> YOUR TASK
The lines wanted are those in the data below that include "Integration".

__________________________________________________

PR #10, opened 2018-12-19
Pass CryptKey instance to oauth2 with permission check disabled

gschafra:
Fix permission check (introduced with thephpleague/oauth2-server#776) for private keys
always failing in windows environments (also docker). Shamelessly stolen from laravel/passport#454.

### DIFF
--- a/DependencyInjection/TrikoderOAuth2Extension.php
+++ b/DependencyInjection/TrikoderOAuth2Extension.php
@@ -165,7 +165,11 @@ final class TrikoderOAuth2Extension extends Extension implements PrependExtensio
     {
         $container
             ->getDefinition('league.oauth2.server.resource_server')
-            ->replaceArgument('$publicKey', $config['public_key'])
+            ->replaceArgument('$publicKey', new Definition(CryptKey::class, [
+                $config['public_key'],
+                null,
+                false,
+            ]))
         ;
     }
 
--- a/DependencyInjection/TrikoderOAuth2Extension.php
+++ b/DependencyInjection/TrikoderOAuth2Extension.php
@@ -65,7 +65,11 @@ final class TrikoderOAuth2Extension extends Extension implements PrependExtensio
     {
         $authorizationServer = $container
             ->getDefinition('league.oauth2.server.authorization_server')
-            ->replaceArgument('$privateKey', new CryptKey($config['private_key'], null, false))
+            ->replaceArgument('$privateKey', new Definition(CryptKey::class, [
+                $config['private_key'],
+                null,
+                false,
+            ]))
             ->replaceArgument('$encryptionKey', $config['encryption_key'])
         ;
 
--- a/DependencyInjection/TrikoderOAuth2Extension.php
+++ b/DependencyInjection/TrikoderOAuth2Extension.php
@@ -12,6 +12,7 @@ use Symfony\Component\DependencyInjection\Extension\Extension;
 use Symfony\Component\DependencyInjection\Extension\PrependExtensionInterface;
 use Symfony\Component\DependencyInjection\Loader\XmlFileLoader;
 use Symfony\Component\DependencyInjection\Reference;
+use League\OAuth2\Server\CryptKey;
 use Trikoder\Bundle\OAuth2Bundle\DBAL\Type\Grant as GrantType;
 use Trikoder\Bundle\OAuth2Bundle\DBAL\Type\RedirectUri as RedirectUriType;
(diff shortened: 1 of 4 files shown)


gschafra:
O.k... it's my first PR ever... so be tolerant :worried:

DependencyInjection/TrikoderOAuth2Extension.php
```diff
@@ -64,7 +65,7 @@ private function configureAuthorizationServer(ContainerBuilder $container, array
     {
         $authorizationServer = $container
             ->getDefinition('league.oauth2.server.authorization_server')
-            ->replaceArgument('$privateKey', $config['private_key'])
+            ->replaceArgument('$privateKey', new CryptKey($config['private_key'], null, false))
```
spideyfusion: You were on the right track, however, when you're altering the container you should use the `Definition` and `Reference` classes to describe the changes you're applying.

```suggestion
            ->replaceArgument('$privateKey', new Definition(CryptKey::class, [
                $config['private_key'],
                null,
                false,
            ]))
```

This is why Symfony wasn't able to resolve the environment variable placeholders correctly, as seen from the failed build output:

```
LogicException: Key path "file://%env(PRIVATE_KEY_PATH)%" does not exist or is not readable
```

spideyfusion: Also, you forgot to apply the changes for the public key path configuration in the `configureResourceServer` method.

spideyfusion: Since we're not checking for file permissions anymore, the `chmod` workaround from `Tests/TestKernel.php` in the `boot` method can be removed.

spideyfusion: We should also accompany the changes in tests as well. Check out the following places:

* `createAuthorizationServer` in `Tests/Integration/AbstractIntegrationTest.php`
* `createResourceServer` in `Tests/Integration/AbstractIntegrationTest.php`
* `generateJwtToken` in `Tests/TestHelper.php`

spideyfusion:
@gschafra Don't forget to [lint](https://github.com/trikoder/oauth2-bundle#code-linting) your code after you're done with the PR.

gschafra:
Unfortunately, when I'm trying to run  php via docker on my Windows machine here (company conventions, sorry), running Docker for Windows using:
```docker-compose run --rm --no-deps php -v``` 
i've got 
```shell
D:\vlinux\oauth2-bundle (disable-private-key-permission-check -> origin) λ docker-compose run --rm --no-deps php -v
WARNING: The HOST_USER_ID variable is not set. Defaulting to a blank string.
WARNING: The HOST_GROUP_ID variable is not set. Defaulting to a blank string.
sh: can't open 'docker-entrypoint': No such file or directory
```
Already tried to set ```autocrlf``` to ```input``` on cloning as suggested here: bigchaindb/bigchaindb#2215.
Any suggestions/ideas?

DependencyInjection/TrikoderOAuth2Extension.php
gschafra: Are you sure to remove the ```boot``` method at all, since it sets environment variables there?
```php   
    public function boot()
    {
        putenv(sprintf('PRIVATE_KEY_PATH=%s', TestHelper::PRIVATE_KEY_PATH));
        putenv(sprintf('PUBLIC_KEY_PATH=%s', TestHelper::PUBLIC_KEY_PATH));
        putenv(sprintf('ENCRYPTION_KEY=%s', TestHelper::ENCRYPTION_KEY));
    }
```
I'll leave it there for the moment, o.k.?

spideyfusion: Yeah, I only meant to remove the `chmod` calls so it looks like this:

```php
/**
 * {@inheritdoc}
 */
public function boot()
{
    putenv(sprintf('PRIVATE_KEY_PATH=%s', TestHelper::PRIVATE_KEY_PATH));
    putenv(sprintf('PUBLIC_KEY_PATH=%s', TestHelper::PUBLIC_KEY_PATH));
    putenv(sprintf('ENCRYPTION_KEY=%s', TestHelper::ENCRYPTION_KEY));

    parent::boot();
}
```

gschafra: Done

gschafra: Also done... sorry, dropped ```parent::boot()``` accidentally in comment. Thanks a lot for your help and input!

__________________________________________________

> EXERCISE OUTPUT
* `createAuthorizationServer` in `Tests/Integration/AbstractIntegrationTest.php`
* `createResourceServer` in `Tests/Integration/AbstractIntegrationTest.php`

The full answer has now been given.